I am trying to find the fractional linear transformation that sends $0$ to $1$ and maps $-1$ to $1+i$.
My approach is to setup the equation $w(z) = \frac{az+b}{cz+d}$ and plug in the values $0$ and then $-1$ and place this equations equal to $1$ and $1+i$ respectively. However, the equations I get are $\frac{b}{d}=1$ and $\frac{-a+b}{-c+d}=1+i$. From this point, I haven't been able to get what the values for a, b, c and d should be, any suggestions on how to attack this problem?

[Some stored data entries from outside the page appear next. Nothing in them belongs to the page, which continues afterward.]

PR #244, opened 2023-11-17
fix: disable settings  validation on space creation

wa0x6e:
Do not validation space settings on proposal creation


ChaituVR (approved):
utAck

PR #254, opened 2023-11-25
fix: enable network validation in settings

wa0x6e:
Validate the network via schema validation

- Only allow mainnet networks on production
- Allow all networks on demo

### TODO 

- [x] Add tests
- [x] Waiting for https://github.com/snapshot-labs/snapshot.js/pull/945, to return correct error message (should be changed to `network not allowed`)


test/unit/writer/settings.test.ts
```diff
@@ -62,9 +62,11 @@ describe('writer/settings', () => {
         );
       });
 
-      // it('rejects if the network is on the wrong realm', async () => {
-      //   return expect(verify(editedInput({ network: '5' }))).rejects.toContain('wrong network');
-      // });
+      it('rejects if using testnet on production', async () => {
+        return expect(verify(editedInput({ network: '5' }))).rejects.toContain(
+          'must be a valid network used by snapshot'
```
wa0x6e, line 67: Need to be changed to `network not allowed` once https://github.com/snapshot-labs/snapshot.js/pull/945 and package updated

ChaituVR (approved):
tAck

PR #256, opened 2023-11-27
fix: disable proposal creation on misconfigured spaces

wa0x6e:
Following UI implementation https://github.com/snapshot-labs/snapshot/pull/4403

This PR disable proposals creation when the space is misconfigured.


src/writer/proposal.ts
```diff
@@ -36,6 +37,35 @@ export const getProposalsCount = async (space, author) => {
...
+
+  if (space?.deleted) return Promise.reject('space deleted, contact admin');
+
+  const schemaIsValid: any = snapshot.utils.validateSchema(snapshot.schemas.space, space, {
+    snapshotEnv: SNAPSHOT_ENV
+  });
+
+  if (schemaIsValid !== true) {
+    const firstErrorObject: any = Object.values(schemaIsValid)[0];
+    if (firstErrorObject.message === 'network not allowed') {
```
samuveth, line 57: If this this not true it should still `reject`, all space settings need to be valid

wa0x6e: All remaining errors from this validation are schema error (missing fields, wrong field type), which should never happen, since the space was fetched from the db directly via `getSpace()`.

All other settings (strategies, validation, etc...) are checked inside `validateSpaceSettings()`

ChaituVR: I think better to handle everything, instead of adding multiple if conditions in future (we may not remember that this if condition exist) ust in case if we add some other thing similar to networks.

samuveth (approved):
utACK

wa0x6e:
Tests fixed, most of the changed files are test files

src/writer/proposal.ts
```diff
@@ -36,6 +37,42 @@ export const getProposalsCount = async (space, author) => {
...
+async function validateSpace(originalSpace: any) {
+  const space = snapshot.utils.clone(originalSpace);
+
+  if (!space) {
+    return Promise.reject('unknown space');
+  }
+
+  if (space.hibernated) {
+    return Promise.reject('space hibernated');
+  }
```
ChaituVR, line 49: We should handle these inside `validateSpaceSettings`

src/writer/proposal.ts
```diff
@@ -36,6 +37,42 @@ export const getProposalsCount = async (space, author) => {
...
+
+  if (space?.deleted) return Promise.reject('space deleted, contact admin');
+
+  delete space.flagged;
+  delete space.verified;
+  delete space.id;
+
+  const schemaIsValid: any = snapshot.utils.validateSchema(snapshot.schemas.space, space, {
+    snapshotEnv: SNAPSHOT_ENV
+  });
```
ChaituVR, line 59: Better to handle these also in `validateSpaceSettings ` and reuse same function on both `settings` and `proposal`

ChaituVR (changes requested):

src/writer/proposal.ts
wa0x6e: Those check are proposal oriented, as those condition should not fail when updating settings

src/writer/settings.ts
ChaituVR, line 1: Somethings wrong i always get 
```
Wrong space format {"0":{"instancePath":"","keyword":"additionalProperties","message":"must NOT have additional properties","params":{"additionalProperty":"deleted"},"schemaPath":"#/additionalProperties"}}
```

ChaituVR (changes requested):

ChaituVR (approved):
tAck

Sorry for delay :)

First, here's the hard way:
Once you've got $\dfrac b d=1$, you conclude $b=d$, and then you can put $b$ in place of $d$ and the equation $\dfrac{-a+b}{-c+d}=1+i$ becomes $\dfrac{-a+b}{-c+b} = 1+i$. Multiplying both sides by the denominator, we get $$ -a+b = (1+i)(-c+b) = (1+i)(-c) + (1+i)b. \tag 1 $$ The variable $b$ appears twice, so in order to get it to appear only once we can subtract $b$ from both sides, getting $-a = (1+i)(-c) + ib$, or $$ a = (1+i)c -ib. \tag 2 $$ If you let $b$ and $c$ be anything you like, that determines $a$., except that you can't allow $b=c$ because then you'd have a $0$ in the denominator in $\dfrac{-a+b}{-c+b}$. Then $(2)$ would imply that you get $z\mapsto\dfrac{z+1}{z+1}$, which certainly maps $0$ to $1$ as desired, but is indeterinate when $z=-1$. If we let $b=2$ and $c=1$, we get $a=1-i$. Etc.

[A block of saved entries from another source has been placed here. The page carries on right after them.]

PR #261, opened 2023-12-06
fix: handle missing uri when using poke

### LINKED ISSUE #260: FetchError: invalid json response body at https://cloudflare-ipfs.com/ipns/storage.snapshot.page/registry/0xe...
Sentry Issue: [SNAPSHOT-SEQUENCER-17](https://snapshot-labs.sentry.io/issues/4454216175/?referrer=github_integration)

```
FetchError: invalid json response body at https://cloudflare-ipfs.com/ipns/storage.snapshot.page/registry/0xeF8305E140ac520225DAf050e2f71d5fBcC543e7/fabien.eth reason: Unexpected token i in JSON at position 2
  File "/workspace/build/src/helpers/ens.js", line 17, in getSpaceENS
    space = await snapshot_js_1.default.utils.getJSON(uri);
  File "/workspace/build/src/api.js", line 59, in <anonymous>
    const result = await (0, ens_1.getSpaceENS)(key);
```

wa0x6e:

When using poke on a ENS domain with an invalid `snapshot` TXT record, it fails with a JSON Parse error.

Sentry is capturing those errors, which are invalid user input, adding noises to errors logging

## 💊 Fixes / Solution

Fix #260 
Fix [SNAPSHOT-SEQUENCER-17](https://snapshot-labs.sentry.io/issues/4454216175/?referrer=github_integration)

Instead of logging the errors on Sentry, and returning `false` to user, we should return a more meaningfull error message to user, and stop logging those user errors on Sentry

## 🚧 Changes

- Add a try/catch on most error prone actions, and return the corresponding error message
- Add tests

## 🛠️ Tests

Try sending a GET spaces/:key/poke requests with different scenario

- Invalid ENS name
- ENS name without the `snapshot` TXT record
- ENS name with an invalid link in the TXT record
- ENS name with a TXT record linking to a not json file
- ENS name with a TXT record linking to a json file, but not following the space json format
- ENS with valid JSON file

On error, it should show an error message, instead of just `false` and should stop logging the error on Sentry


ChaituVR (approved):
tAck

PR #265, opened 2023-12-19
chore: Remove duplicate log

ChaituVR:
we already have a log at https://github.com/snapshot-labs/snapshot-sequencer/blob/remove-unused-logs/src/helpers/shutter.ts#L94 so this is just removing duplicate one


wa0x6e (approved):
utAck

PR #268, opened 2023-12-21
feat: New proposal limits for turbo spaces

ChaituVR:
Context https://discord.com/channels/955773041898573854/1187284357799481484/1187287152426504282

This PR will add new limits to turbo subscription, which is very similar to verified property 

How to test:
Change your space into turbo by changing it in DB

Example:
```SQL
update
  `spaces`
set
  `turbo` = '1'
where
  `id` = 'thanku.eth';
```

Change limits to something less
```JS
export const TURBO_SPACE_PROPOSAL_DAY_LIMIT = 1;
export const TURBO_SPACE_PROPOSAL_MONTH_LIMIT = 1;
```

While creating proposal on UI, you should proposal limit reached error


ChaituVR:
I think i need to add test cases also

wa0x6e (approved):
tAck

Now the easy way: Since you have only two constraints, $0\mapsto 1$ and $-1\mapsto1+i$, a straight line will do it, so you can set $c=0$ and $d=1$ and you have $\dfrac{az+b}{cz+d} = az+b$. Since you concluded that $b/d=1$, we should have $b=1$ and you have $az+1$. This satisfies the requirement $0\mapsto1$. Now plug in $-1$: $$ a(-1)+1 = 1+i. $$ Thus $$ -a = i, $$ and finally our function is seen to be $$ z\mapsto -iz+1. $$
As suggested when we did this the hard way, this is not the only possibility, but it seems to be the simplest.